PR #276, opened 2019-11-21
Speed up select all checkbox

HaGuesto:
The bottleneck was that every check of every line created an event to change the styling of the row.
This styling change is now called directly without an event.

If we want to speed up further we can replace the jquery lines with Vanilla js.

There are still open problems. The request to the server takes almost 30s to be resolved.

### DIFF
--- a/assets/js/magic.js
+++ b/assets/js/magic.js
@@ -147,13 +147,13 @@ $(function() {
             .find(".item-select:visible") //if find ever proves to be too slow, we could replace it with getelementbyclass from vanilla js which works 6 times faster.
             .prop("checked", is_checked)
             .closest("tr")
-            .toggleClass("selected")
+            .toggleClass("selected", is_checked)
             .promise()
             .done(function() { //only trigger the event change of a ".item-select" once
                 parent
                     .find(".item-select:visible:first")
                     .closest("tr")
-                    .toggleClass("selected");
+                    .toggleClass("selected", !is_checked);
                 parent.find(".item-select:visible:first").trigger("change");
             });
     });
--- a/assets/js/magic.js
+++ b/assets/js/magic.js
@@ -141,22 +141,33 @@ $(function() {
 
     // group select
     $(".group-select").change(function() {
-        var parent = $(this).closest(".table-parent");
-        var is_checked = $(this).is(":checked");
+        // Faster way of doing it
+        // var parent = $.makeArray(
+        //     $(".group-select").closest(".table-parent")
+        // )[0];
+        // var is_checked = $(this).is(":checked");
+        // var checkboxes = parent.getElementsByClassName("item-select");
+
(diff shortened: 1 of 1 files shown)


assets/js/magic.js
```diff
@@ -141,17 +141,32 @@ $(function() {
 
     // group select
     $(".group-select").change(function() {
```
HaGuesto: This part is the only thing I changed. The rest is formatting.

HaGuesto:
[Performance issue at select all for large amounts of data](https://trello.com/c/AJgc1Qe6/385-performance-issue-at-select-all-for-large-amounts-of-data)

assets/js/magic.js
```diff
@@ -141,17 +141,32 @@ $(function() {
...
+        // var parent = $.makeArray(
+        //     $(".group-select").closest(".table-parent")
+        // )[0];
+        // var is_checked = $(this).is(":checked");
+        // var checkboxes = parent.getElementsByClassName("item-select");
+
+        // for (var checkbox of checkboxes) {
+        //     checkbox.checked = is_checked;
+        // slected style of corresponding row needs to be selected 
+        // }
```
jamescrowley: Is this supposed to be here? :D

HaGuesto: nope

assets/js/magic.js
```diff
@@ -141,28 +141,22 @@ $(function() {
...
-                .prop("checked", false)
-                .trigger("change");
-        }
+        var parent = $(".group-select").closest(".table-parent");
+        var is_checked = $(this).is(":checked");
+        parent
+            .find(".item-select:visible") //if find ever proves to be too slow, we could replace it with getelementbyclass from vanilla js which works 6 times faster.
+            .prop("checked", is_checked)
+            .closest("tr")
+            .toggleClass("selected")
```
DurkoMatko: Hmm..I think if you have some checkboxes manually checked before clicking "Select All", this "blind" toggle would remove "selected" class from those rows...so the checkbox will be set correctly, but the row will not have a "selected" class. Explicitly setting the class rather than toggling should solve this.

DurkoMatko: Yupp I was able to create the described scenario:
1) select some rows manually
2) "Select all" checkbox
3) Those manually selected rows now lost the "selected" class:
image

4) OW! This actually then leads to an issue that when I "unselect all" and, they get "selected" class back - and therefore **altho there's no checkbox checked, the toolbar with list actions is visible**..cuz there are "selected" rows....the same happens vice-versa...when I check those rows, the class gets toggled (therefore removed)...now I have **checked & unselected rows and no toolbar** :D
image

image

HaGuesto: should be solved

jamescrowley:
:tada: apologies for the lack of follow-up on my part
______________________________
What is required:
Write out only the lines from the one containing "HaGuesto: should be solved" through the end of the listing above, exactly as they stand.

Answer to this task:
HaGuesto: should be solved

jamescrowley:
:tada: apologies for the lack of follow-up on my part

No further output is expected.